Elle dit que le travail est correct.

– Et elle vit seule ?

– Elle vit bien.

Même mieux que prévu.

Et maman… maman a admis qu’elle s’ennuyait de son appartement.

Elle dit qu’ici, c’était trop bruyant.

– Et Igor ?

– Igor a rejoint cette entreprise.

Il s’avère que lorsqu’il faut, il peut travailler.

Elena hocha la tête :

– Les gens peuvent beaucoup quand ils n’ont pas d’autre choix.

– Pardonne-moi, – dit André.

– J’aurais dû te soutenir dès le début.

– Tu m’as soutenue à la fin.

C’est important aussi.

Un mois plus tard, la famille commença à venir en visite.

Mais maintenant, c’étaient vraiment des visites – avec avertissement, quelques heures, avec leurs propres provisions.

Les relations devinrent plus respectueuses et honnêtes.

Valentina remercia même Elena :

– Tu sais, au début je me fâchais.

Puis j’ai compris – tu m’as obligée à me reprendre.

Depuis six mois, je vis normalement avec Maksim, je travaille et je fais des projets.

– Et le nouvel homme ? – sourit Elena.

– Sérieux.

Il dit que la femme doit être indépendante.

Merci pour la leçon.

Sveta Mikhaïlovna s’adoucit également :

– Elena, j’ai compris que j’avais exagéré.

Je voulais juste être nécessaire à mon fils.

Mais il vaut mieux vivre séparément et se voir aux fêtes.

Même Igor changea.

Le travail le disciplina, il devint plus sûr de lui et loua son propre appartement six mois plus tard.

– Tante Lena, tu as agi correctement, – avoua-t-il.

– Sinon, je serais resté chez vous jusqu’à trente ans.

Elena et André instaurèrent progressivement de nouvelles règles familiales.

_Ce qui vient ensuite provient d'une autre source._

PR #4160, opened 2021-07-05
Pre-set localization labels on issues raised from MDN content

dontcallmedom:
Similarly as done for content labels

### DIFF
--- a/client/src/document/on-github.tsx
+++ b/client/src/document/on-github.tsx
@@ -98,7 +98,7 @@ const LOCALE_LABEL_ALIASES = new Map([
 ]);
 
 function NewIssueOnGitHubLink({ doc }: { doc: Doc }) {
-  const baseURL = "https://github.com/mdn/content/issues/new";
+  let baseURL = "https://github.com/mdn/content/issues/new";
   const sp = new URLSearchParams();
 
   const { folder, github_url, last_commit_url } = doc.source;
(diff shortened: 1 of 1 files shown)


peterbe:
Would you mind merge in https://github.com/dontcallmedom/yari/pull/1 (if you approve) and also merge in latest `main` so we can fully test it.

client/src/document/on-github.tsx
```diff
@@ -112,6 +120,9 @@ function NewIssueOnGitHubLink({ doc }: { doc: Doc }) {
   sp.set("title", `Issue with "${titleShort}": (short summary here please)`);
 
   const slug = doc.mdn_url.split("/docs/")[1].toLowerCase();
+  const { locale } = doc;
+
+  let labels = ["needs-triage"];
```
peterbe, line 125:
```suggestion
  const labels = ["needs-triage"];
```

peterbe: for consistency and stuff.

peterbe (commented):
The code is fine but there's potentially a bigger problem. In particular, line 101 :)

If I'm viewing a French document and I spot something incorrect, shouldn't I be using https://github.com/mdn/translated-content/issues/new?labels=l10n-fr instead?

And over in that repo, they don't use `Content:...` by the way. 

I'm thinking perhaps it can be something like this:

```js
const {locale} = doc;
const labels = ['needs-triage'];
if (locale.toLowerCase() === 'en-us') {
  labels.push(`Content:${prefix}`)
} else {
  labels.push(`l10n:${localeAlias}`)
}
```

dontcallmedom:
ha! excellent remark indeed; I'll update the patch to point to translated-content instead

peterbe (approved):
Works perfectly!

PR #4161, opened 2021-07-06
Fix tap size and spacing for tap targets

tannerdolby:
Part of #4060 

Specifically, failed audits in the SEO section: 
- tap targets are overlapping eachother
- tap targets are not appropriately sized (87% of the 48px by 48px requirement)

### DIFF
--- a/client/src/document/index.scss
+++ b/client/src/document/index.scss
@@ -35,6 +35,10 @@ a.new {
 .main-page-content {
   padding: math.div($base-spacing, 2) $base-spacing $base-spacing;
 
+  ul li {
+    margin-bottom: 8px;
+  }
+
   .code-example {
     position: relative;
 
--- a/client/src/document/organisms/metadata/index.scss
+++ b/client/src/document/organisms/metadata/index.scss
@@ -19,6 +19,10 @@
 
   .on-github {
     margin-bottom: $base-spacing;
+
+    ul li {
+      margin-bottom: 8px;
+    }
   }
 
   .last-modified-date {
--- a/client/src/ui/molecules/language-menu/index.scss
+++ b/client/src/ui/molecules/language-menu/index.scss
@@ -21,7 +21,8 @@
 
   select {
     display: inline-block;
-    margin-right: math.div($base-spacing, 4);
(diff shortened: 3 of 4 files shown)


tannerdolby:
The majority of failed audits in SEO from Lighthouse was from tap targets overlapping eachother.

Overlapping:
- the `<select>` and `<button>` elements in `<aside class="metadata">` container to change page language
- list items within the `.properties` table
- list items in `<aside class="metadata">` container within `.on-github` div
-  github, twitter, and instagram `::before` icons in footer

> Targets that are smaller than 48 px by 48 px or closer than 8 px apart fail the audit. [tap targets](https://web.dev/tap-targets/?utm_source=lighthouse&utm_medium=devtools)

Since the `.social-icon*` elements in the footer unlike the rest aren't text, but icons. They should have their tap size increased to be closer to the 48px by 48px recommended tap size. This does change their previous "close" together style but I reckon we can mess with styling/spacing on those icons after we ensure their tap size/spacing is passing the SEO audit.

tannerdolby:
I think this might also need to "simmer" until the redesign is concluded as there are some things from `minimalist` that had to be overridden, most of this PR is margin changes, but the `.social-icons` in the bottom footer did receive padding changes as well.

The only advantage of this landing now as opposed to waiting until later (after redesign) to handle would be that the tap targets would be correctly spaced and sized in a Lighthouse audit for SEO. This is part of #4060 and could simmer while the redesign commences, let me know what you think @schalkneethling !

schalkneethling:
@tannerdolby The footer is changed quite a bit as part of the redesign. Could you pick out the pieces that related to the footer and leave the rest? I would be happy to review those. Just ping me for review once you have had a chance to make the change. Thank you.

tannerdolby:
> The footer is changing quite a bit as part of the redesign. Could you pick out the pieces that related to the footer and leave the rest? I would be happy to review those.

Yeah, sure thing @schalkneethling !

tannerdolby:
I removed the changes to footer, ping @schalkneethling

schalkneethling (approved):

Issue #4048, opened 2021-06-18
Add (back) an Edit button in every MDN article


sideshowbarker:
We can make every MDN article have a prominent <kbd><b>Edit</b></kbd> button once again.

Is there any reason not to?

What I mean is, given https://developer.mozilla.org/en-US/docs/Web/API/MediaStream, the <kbd><b>Edit</b></kbd> button would take the user to https://github.com/mdn/content/edit/main/files/en-us/web/api/mediastream/index.html. For users who already have GitHub accounts, that would immediately put them into the editing UI for that article. And for users who don’t yet have GitHub accounts or who are logged out, that would prompt them to create an account or sign in (and after signing in, they’d get redirected to the editing UI).

The good reasons for doing this include: for new users, it makes this very simple and straightforward to directly start editing an article for the first time — and for returning users who contributed in the wiki days, it gives them back the familiar <kbd><b>Edit</b></kbd> button they’re looking for. (*“Where’d the edit button go?”* is a question we regularly get from such returning contributors.)

If we had that <kbd><b>Edit</b></kbd> button, it seems clear we’re likely to significantly more users taking time to create PRs. So of course a possible cost of that it that we’d need to spend more time on reviewing PRs — and maybe need to have more reviewers. But I assert that it would also help *reduce* time that we’re already spending — which is time that we spend on reading and responding to *issues* submitted by users who otherwise might have created PRs if we’d made it easier for them.

peterbe:
Drive-by comment; 

1. We could make the button only appear if you're signed in to MDN and you used GitHub. 
2. I like it in general! It's engaging. Definitely throws you into the deep-end but for 90+% of the people who have a GitHub account, it's not going to be surprising. 
3. What does @Rumyra think about this idea? She talked about possible low-tech solutions to get people to make more PRs instead of just issues. 
4. Perhaps a press on the button could pop up a menu with links to a bunch of other things such as "How to test it locally. How to file an issue. A link to a YouTube screencast of someone making a PR entirely via the GitHub UI."

Rumyra:
I agree - this could be a good solution to persuading people to create PRs instead of issues - and yes we'd have to think about the overhead, but by and large issues will become PRs anyway, so we can take out one less step (we still have to triage the issue _and_ review the PR).

@sideshowbarker I'll reference this within my proposal for process review 👍

Yes @peterbe I think I'm coming to a conclusion much like point 4 - at least something which is clear about options

peterbe:
[...]

PR #4175, opened 2021-07-07
"Edit on GitHub" link first

peterbe:
This is *not* a solution https://github.com/mdn/yari/issues/4048 
but it inches us slightly towards something. 

Now, the first link there is about editing. We want this to be slightly more prominent because a lot of issues are filed when the user could just make a quick edit themselves. 

*Order of links*
Screen Shot 2021-07-07 at 3 37 54 PM

*When you mouse-hover over the link*
Screen Shot 2021-07-07 at 3 38 42 PM

### DIFF
--- a/client/src/document/on-github.tsx
+++ b/client/src/document/on-github.tsx
@@ -6,6 +6,9 @@ export function OnGitHubLink({ doc }: { doc: Doc }) {
       <h4>Found a problem with this page?</h4>
       <ul>
         <li>
+          <EditOnGitHubLink doc={doc} />
+        </li>
+        <li>
           <SourceOnGitHubLink doc={doc} />
         </li>
         <li>
@@ -26,6 +29,7 @@ export function OnGitHubLink({ doc }: { doc: Doc }) {
     </div>
   );
 }
+
 function SourceOnGitHubLink({ doc }: { doc: Doc }) {
   const { github_url, folder } = doc.source;
   return (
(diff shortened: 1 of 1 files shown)


peterbe:
@Rumyra @rachelandrew @sideshowbarker 
What do YOU think?
It's not perfect but it might take away a portion of the traffic of distracting little issues filed about typos. By making it the number 1 link in that list, it hopefully sends a signal that doing something about the "problem you found" is the first thing you should consider. 

I don't love the fact that people who are not signed in or have never signed in to GitHub.com before will be thrown into this:
Screen Shot 2021-07-07 at 3 43 52 PM
But it might be a price to pay.

Rumyra:
@peterbe are the 'Edit on Github' and 'Source on github' essentially the same?

Yes I thought about trying to hijack going straight to github without any direction for the contributor - I didn't come up with a good solution at the time because there are some technical and UX things to consider, but I do have that on the todo list

I definitely think this is a good first step 👍

peterbe:
> @peterbe are the 'Edit on Github' and 'Source on github' essentially the same?

No. This is viewing:
```
https://github.com/mdn/yari/blob/main/LICENSE
```
This is editing:
```
https://github.com/mdn/yari/edit/main/LICENSE
```

The other big difference is that the first one requires no authentication. The latter one does. I.e. you can't even see the `<textarea>` and "Save" button editing form until you have signed in.

peterbe:
> I definitely think this is a good first step 👍

Would you mind approving the PR formally. Then we can wait for @rachelandrew and @sideshowbarker to chime if we should merge it.

rachelandrew:
A +1 from me, be interesting to see if it makes a difference on small issues.

sideshowbarker (approved):

sideshowbarker:
Big +1 from me. I like that it’s the first/top item in the list — before the _Report a problem_ link — and I like toolip text

PR #4186, opened 2021-07-08
serve robots.txt from yari

peterbe:
The objective is to take away this responsibility from Kuma. Kuma should only handle things like `/api` and the legacy file attachments. The serving of the `/robots.txt` belongs in Yari. 

The only advantage of using Kuma is that Kuma can know the domain of the request and respond with that inside the content. So you could get a mention of things like `Sitemap: https://developer.mozilla.org/sitemap.xml` and that matches the domain used. E.g. `allizom`. Another thing that Kuma can do is that it can know all the known locales. But I think it's moot. See below. 

But I don't think we should mention the sitemap in the `robots.txt`. The sitemap is set in Google Search Console and doesn't need to make discoverable through the `robots.txt`. 

This is what you currently get from https://developer.mozilla.org/robots.txt:

```
User-agent: *
Sitemap: https://developer.mozilla.org/sitemap.xml

Disallow: /api/
Disallow: /*/files/
Disallow: /media
Disallow: /*profiles*/edit
Disallow: /en-US/search
Disallow: /de/search
Disallow: /es/search
Disallow: /fr/search
Disallow: /ja/search
Disallow: /ko/search
Disallow: /pl/search
Disallow: /pt-BR/search
Disallow: /ru/search
Disallow: /zh-CN/search
Disallow: /zh-TW/search
```

As you can see in this PR, I've deleted almost all of those entries. Why? Because I don't think they're useful in any way. 
There are no URLs that start with `/media` and all `/*profiles*/edit` URLs are gone. 

Why did we ever disable `/:locale/search` at all? Why shouldn't Google be allowed in there? I can't think of any reason. It's quite a useless page at the moment because our `/:locale/search` endpoint is a skeleton SPA but still, there is no reason not to let Google index that if it wants to. There's no drain on our resources and there are no secrets exposed. 

Also, we still have some legacy file attachments (now only in the translated content). But why should be ban robots from indexing that? No point. We're not banning it from other file attachments anyway. 
Perhaps it's a relic from the distant past. Like pre-2018 when `/*/files/*` could mean it would actually serve the file attachments from a net-mounted disk via poor Django. That serving was a complete drain on resources. But now they're just redirects to a public S3 website. 

Being able to let Yari handle this file takes yet another thing away from Kuma and moves the responsibility over to Yari where it belongs. 

**UPDATE!**

I changed my mind. A lot. Now instead of `robots.txt` being a static file (much like `favicon.png` for example).
Now it's generated as part of `prepare-build` and when it does so it uses `process.env.BUILD_ALWAYS_ALLOW_ROBOTS` which is a new thing! 
Here's how you can test:

```
▶ yarn tool build-robots-txt
yarn run v1.22.10
$ node tool/cli.js build-robots-txt
info: Generated client/build/robots.txt based on ALWAYS_ALLOW_ROBOTS=false
✨  Done in 1.25s.

▶ cat client/build/robots.txt
User-Agent: *

Disallow: /
```

That's the **new default**! To override it, do this:

```
▶ BUILD_ALWAYS_ALLOW_ROBOTS=true yarn tool build-robots-txt
yarn run v1.22.10
$ node tool/cli.js build-robots-txt
info: Generated client/build/robots.txt based on ALWAYS_ALLOW_ROBOTS=true
✨  Done in 1.26s.

▶ cat client/build/robots.txt
User-agent: *

Disallow: /api/
```

And the new thing is that *everywhere* **except** in `prod-build.yml` it's not set. Only in `prod-build.yml` is it enabled. That's very important and much more so than just the `robots.txt`. 
If you look at the SSR generated HTML in PR builds in `mdn/content`, [For example](view-source:https://pr6674.content.dev.mdn.mozit.cloud/en-US/docs/Web/API/LargestContentfulPaint/loadTime) they actually contain: `<meta name="robots" content="index, follow">` which is horribly wrong! Google should never index PR builds, Dev  or Stage. The only time you should get `<meta name="robots" content="index, follow">` in `developer.mozilla.org`. ALL other places it should be `<meta name="robots" content="noindex, nofollow">` which is what we get in Dev and Stage builds today. 

This PR fixes all those problems AND it removes the responsibility of generating and serving `/robots.txt` from Kuma.


peterbe:
Truth is, what we *could* do is put `Sitemap: https://developer.mozilla.org/sitemap.xml` back and leave it hardcoded because we don't care.

peterbe:
Now, once this lands we can extend it! What we can do is make https://developer.allizom.org/robots.txt match what it currently does today in Kuma. We desperately don't need that because every single URL in Stage, Dev, and every PR build, they all set `<meta name="robots" content="noindex, nofollow">`.
See view-source:https://developer.allizom.org/en-US/docs/Web

And I think we should do this too. That would mean, instead of making the `robots.txt` file a static file in `client/public/` we instead generate it as part of the `prepare-build` command. 
There's no urgency to do this but perhaps it's nice to do it so there's never even a chance that a spider would *begin* to crawl URLs other than on `developer.mozilla.org`. We can do this using `prod-build.yml` and env vars.

peterbe:
Actually. Then more I think about this, I think it's better to generate the file as part of `prepare-build` instead.

tool/build-robots-txt.js
```diff
@@ -0,0 +1,27 @@
...
+ *
+ */
+const fs = require("fs");
+
+const { ALWAYS_ALLOW_ROBOTS } = require("../build/constants");
+
+const ALLOW_TEXT = `
+User-agent: *
+
+Disallow: /api/
```
escattone, line 13: @peterbe I'm concerned about two things:
- The missing `Sitemap` directive. Does Google use the sitemap location configured in our search console? I couldn't find proof of that.
- I really don't think we should index our localized search pages (`/en-US/search`, `fr/search`, etc.). It seems that the prevailing opinion is that one shouldn't allow Google to index them because in our case they could distract from the actual document pages. Also, my understanding is that indexing these useless pages burns our crawl budget.

Ryuno-Ki: I side with @escattone here.
The argument about the inline meta element is nice.
But a crawler (say, Bing), will only learn about it once it parses the file.

A robots.txt entry could make it not query the page in the first place.

peterbe: Alrite. I won't be weird and try to introduce change :)

peterbe:
Updated. 

```
▶ BUILD_ALWAYS_ALLOW_ROBOTS=true yarn tool build-robots-txt
yarn run v1.22.10
$ node tool/cli.js build-robots-txt
info: Generated client/build/robots.txt based on ALWAYS_ALLOW_ROBOTS=true
✨  Done in 1.09s.


▶ cat client/build/robots.txt
User-agent: *
Sitemap: https://developer.mozilla.org/sitemap.xml

Disallow: /api/
Disallow: /*/files/
Disallow: /media
Disallow: /de/search
Disallow: /en-US/search
Disallow: /es/search
Disallow: /fr/search
Disallow: /ja/search
Disallow: /ko/search
Disallow: /pl/search
Disallow: /pt-BR/search
Disallow: /ru/search
Disallow: /zh-CN/search
Disallow: /zh-TW/search

```

escattone (approved):
Looks good and works great, thanks @peterbe!

PR #4196, opened 2021-07-12
CSS syntax anchors should always be lowercase

peterbe:
This will help some of the confusion in https://github.com/mdn/yari/pull/3918
Basically, the macro should always create anchor links that are lowercase. 
E.g. `<a href="...#hash_mark">` instead of `<a href="...#Hash_mark">` because any page that has:
```html
<h2 id="Hash_mark">Hash mark</h2>
```
...in its raw form will always become, when rendered:
```html
<h2 id="hash_mark">Hash mark</h2>
```

### DIFF
--- a/kumascript/macros/CSSSyntax.ejs
+++ b/kumascript/macros/CSSSyntax.ejs
@@ -320,7 +320,7 @@ async function formatSyntax(rawSyntax) {
             }
 
             var output = "<a href=\"/" + locale + "/docs/CSS/" +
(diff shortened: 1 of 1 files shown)


peterbe:
Merging this will not make a huge difference actually. It just means that the anchor links won't need to be fixed by the Yari builder.

peterbe:
@escattone ping

escattone (approved):

PR #4198, opened 2021-07-13
Adds bottom margin to figure elements in .main-page-content

### LINKED ISSUE #4187: Cramped figcaption with sibling paragraph content
On https://developer.mozilla.org/en-US/docs/Web/HTML/Element/meta/name/theme-color the `<figure>` with `<figcaption>` content is kinda of "snug" next to the next `<p>` text in the document normal flow.

Since the `<p>` tags only have bottom margin from `_typography.scss` and the `figure` and `figcaption` have 0 margin, it makes the text underneath figcaption seem really close together. Adding a bit of bottom margin to the figcaption or figure would make this less crammed but not sure how that would affect other pages with `<figure>` + `<figcaption>`.

Screen Shot 2021-07-10 at 3 02 12 PM

tannerdolby:
Fixes #4187


tannerdolby:
cc @peterbe

schalkneethling (approved):
🎉

PR #4212, opened 2021-07-14
remove class="new" and tidy SVGInfo.json

peterbe:
I noticed that no active code ever puts `class="new"` into HTML. We *used to* for the links in sidebars but that's now `class="page-not-created"`. 
So one less CSS selector to worry about. 

And in searching around I noticed a bunch of odd hardcoded links in `SVGData.json` which still had it. So I cleaned that up too.


peterbe:
Sample page to test: http://localhost:3000/en-US/docs/Web/SVG/Element/altGlyphItem

schalkneethling (commented):
Look good, thanks @peterbe. Just one conflict to resolve.

schalkneethling (approved):
🎉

Personne ne pouvait s’installer sans accord mutuel et durée précise.

Toutes les questions financières étaient transparentes.

Et surtout, leur maison leur appartenait à eux deux, pas à toute la famille.

– Tu sais ce que j’ai compris de plus important ? – dit Elena à son mari un an après le scandale.

– Que aider les gens ne signifie pas résoudre leurs problèmes.

Parfois, la meilleure aide est de les obliger à s’aider eux-mêmes.

– Et moi, j’ai compris que la famille ce n’est pas ceux qui ont le droit de t’exploiter, – répondit André.

– Mais ceux qui te respectent.

L’appartement devint enfin une maison.

La maison dont Elena rêvait depuis huit ans, économisant son argent.

Une maison où l’on peut être soi-même, où l’on est respecté, où ses limites sont respectées.

Et surtout, elle ne se sentait plus avare ou sans cœur.